Issue #348, opened 2018-03-02
node-pre-gyp doesn't handle arm architectures properly.


nicolasnoble:
The "arm" target in itself isn't enough. If you look at [node binary distributions](https://nodejs.org/dist/v8.9.4/), you have 3 variants for arm: `armv6l`, `armv7l`, and `arm64`.

An example of an `armv6l` platform is a raspberry pi zero. Installing nodejs on a raspberry pi zero through nvm will yield the correct download of the correct binary (armv6l).

An example of an `armv7l` platform is a raspberry pi 3. Installing nodejs on a raspberry pi 3 through nvm will also yield the correct download of the correct binary (armv7l).

However, for both platforms, node-pre-gyp identify them as "arm", meaning we can only cross compile and publish a single version of node-pre-gyp packages, either armv6l or armv7l, which aren't interchangeable due to dynamic library versions and tags.

This creates a problem where users will be able to download the wrong version of the package for their platform, and crash on load. The only method for them to fix it is to uninstall the node-pre-gyp enabled package, and re-install it using a flag to force falling back on ignoring published packages and compile from source instead, which is not obvious.

Also, the documentation states that the only correct values for --target_arch are ia32, x64 and arm, whereas arm64 is in fact a valid keyword to use here. The produced packages work properly on an arm64 environment.

nicolasnoble:
Note that testing these platforms requires only one raspberry pi zero, and one raspberry pi 3. The raspberry pi zero can then be used to have an armv6l architecture using the typical raspbian zero distribution, while the raspberry pi 3 can be used for both the armv7l architecture using the typical raspbian distribution, and the arm64 architecture using the [pi64 distribution](https://github.com/bamarni/pi64).

nicolasnoble:
After digging the code a bit, I realized that the --target_arch argument isn't actually mapped to anything special, and that passing arm64 there should work properly. After experimenting a bit, it appears it does indeed work properly when cross compiling for arm64.

springmeyer:
>  I realized that the --target_arch argument isn't actually mapped to anything special, and that passing arm64 there should work properly.

👍 correct. But it will default to `ia32, x64, etc` when these can be detected by using `process.platform` from node.js core.

nicolasnoble:
I'm sorry, but that issue wasn't to be closed. While arm64 kinda works, armv6l still doesn't.

springmeyer:
sorry, re-opening

nicolasnoble:
[...]

PR #566, opened 2021-02-15
fix for armv6 / raspberry pi zero

szh:
See https://github.com/mapbox/node-pre-gyp/issues/348#issuecomment-385292205

### DIFF
--- a/lib/util/versioning.js
+++ b/lib/util/versioning.js
@@ -280,6 +280,12 @@ module.exports.evaluate = function(package_json, options, napi_build_version) {
   const v = package_json.version;
   const module_version = semver.parse(v);
   const runtime = options.runtime || get_process_runtime(process.versions);
+  
+  let arch = process.arch
+  if (arch === 'arm') {
+    arch = 'armv' + process.config.variables.arm_version + 'l'
+  }
+
   const opts = {
     name: package_json.name,
     configuration: options.debug ? 'Debug' : 'Release',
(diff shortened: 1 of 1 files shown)


springmeyer (changes requested):
@szh thanks for providing this. However there are two blocking things:

 - This will need tests
 - This is backwards incompatible: any existing installs (for binaries already published) will be broken and uninstallable if they upgrade to this. So, you'll need to think through a way to handle this without the risk of breaking existing installs

szh:
I don't have the time to put into this, so you can close this if you want - unless someone else wants to take a crack at it

springmeyer:
okay, will close then, thanks

duhruh:
@springmeyer trying to get caught up on this, as i'm running into issues with this too now. Trying to brainstorm solutions to this, is there any reason we couldn't specifically check for `armv6`  something like

```
 let arch = process.arch
  if (arch === 'arm' && process.config.variables.arm_version === 6) {
    arch = 'armv6l'
  }
```

or would this also break existing binaries? If that's the case then the only other thing I can think of right now would be to put this behind a feature flag something like `process.env.WITH_ARM_VERSION`  I'm willing to propose the PR if you think this is viable.

Thoughts?

springmeyer:
@duhruh I'm pretty sure that would/could break existing installs because that same code is used to resolve already published binaries - so if folks have binaries with just `arm` in them they'd all of a sudden start looking for `armv6l` for previous releases and those would not be found.

> If that's the case then the only other thing I can think of right now would be to put this behind a feature flag something like process.env.WITH_ARM_VERSION I'm willing to propose the PR if you think this is viable.

Yeah, something like that seems required (if a little clumsy). I wonder if the feature flag could be more generic to be more future proof: does this problem exist for other architectures such that the feature flag would not have to be arm specific but rather named something like `WITH_PROCESSOR_VERSIONING` or something?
———
EXERCISE REQUIREMENTS: Line by line, repeat the material precisely.

EXERCISE RESPONSE:
Issue #348, opened 2018-03-02
node-pre-gyp doesn't handle arm architectures properly.


nicolasnoble:
The "arm" target in itself isn't enough. If you look at [node binary distributions](https://nodejs.org/dist/v8.9.4/), you have 3 variants for arm: `armv6l`, `armv7l`, and `arm64`.

An example of an `armv6l` platform is a raspberry pi zero. Installing nodejs on a raspberry pi zero through nvm will yield the correct download of the correct binary (armv6l).

An example of an `armv7l` platform is a raspberry pi 3. Installing nodejs on a raspberry pi 3 through nvm will also yield the correct download of the correct binary (armv7l).

However, for both platforms, node-pre-gyp identify them as "arm", meaning we can only cross compile and publish a single version of node-pre-gyp packages, either armv6l or armv7l, which aren't interchangeable due to dynamic library versions and tags.

This creates a problem where users will be able to download the wrong version of the package for their platform, and crash on load. The only method for them to fix it is to uninstall the node-pre-gyp enabled package, and re-install it using a flag to force falling back on ignoring published packages and compile from source instead, which is not obvious.

Also, the documentation states that the only correct values for --target_arch are ia32, x64 and arm, whereas arm64 is in fact a valid keyword to use here. The produced packages work properly on an arm64 environment.

nicolasnoble:
Note that testing these platforms requires only one raspberry pi zero, and one raspberry pi 3. The raspberry pi zero can then be used to have an armv6l architecture using the typical raspbian zero distribution, while the raspberry pi 3 can be used for both the armv7l architecture using the typical raspbian distribution, and the arm64 architecture using the [pi64 distribution](https://github.com/bamarni/pi64).

nicolasnoble:
After digging the code a bit, I realized that the --target_arch argument isn't actually mapped to anything special, and that passing arm64 there should work properly. After experimenting a bit, it appears it does indeed work properly when cross compiling for arm64.

springmeyer:
>  I realized that the --target_arch argument isn't actually mapped to anything special, and that passing arm64 there should work properly.

👍 correct. But it will default to `ia32, x64, etc` when these can be detected by using `process.platform` from node.js core.

nicolasnoble:
I'm sorry, but that issue wasn't to be closed. While arm64 kinda works, armv6l still doesn't.

springmeyer:
sorry, re-opening

nicolasnoble:
[...]

PR #566, opened 2021-02-15
fix for armv6 / raspberry pi zero

szh:
See https://github.com/mapbox/node-pre-gyp/issues/348#issuecomment-385292205

### DIFF
--- a/lib/util/versioning.js
+++ b/lib/util/versioning.js
@@ -280,6 +280,12 @@ module.exports.evaluate = function(package_json, options, napi_build_version) {
   const v = package_json.version;
   const module_version = semver.parse(v);
   const runtime = options.runtime || get_process_runtime(process.versions);
+  
+  let arch = process.arch
+  if (arch === 'arm') {
+    arch = 'armv' + process.config.variables.arm_version + 'l'
+  }
+
   const opts = {
     name: package_json.name,
     configuration: options.debug ? 'Debug' : 'Release',
(diff shortened: 1 of 1 files shown)


springmeyer (changes requested):
@szh thanks for providing this. However there are two blocking things:

 - This will need tests
 - This is backwards incompatible: any existing installs (for binaries already published) will be broken and uninstallable if they upgrade to this. So, you'll need to think through a way to handle this without the risk of breaking existing installs

szh:
I don't have the time to put into this, so you can close this if you want - unless someone else wants to take a crack at it

springmeyer:
okay, will close then, thanks

duhruh:
@springmeyer trying to get caught up on this, as i'm running into issues with this too now. Trying to brainstorm solutions to this, is there any reason we couldn't specifically check for `armv6`  something like

```
 let arch = process.arch
  if (arch === 'arm' && process.config.variables.arm_version === 6) {
    arch = 'armv6l'
  }
```

or would this also break existing binaries? If that's the case then the only other thing I can think of right now would be to put this behind a feature flag something like `process.env.WITH_ARM_VERSION`  I'm willing to propose the PR if you think this is viable.

Thoughts?

springmeyer:
@duhruh I'm pretty sure that would/could break existing installs because that same code is used to resolve already published binaries - so if folks have binaries with just `arm` in them they'd all of a sudden start looking for `armv6l` for previous releases and those would not be found.

> If that's the case then the only other thing I can think of right now would be to put this behind a feature flag something like process.env.WITH_ARM_VERSION I'm willing to propose the PR if you think this is viable.

Yeah, something like that seems required (if a little clumsy). I wonder if the feature flag could be more generic to be more future proof: does this problem exist for other architectures such that the feature flag would not have to be arm specific but rather named something like `WITH_PROCESSOR_VERSIONING` or something?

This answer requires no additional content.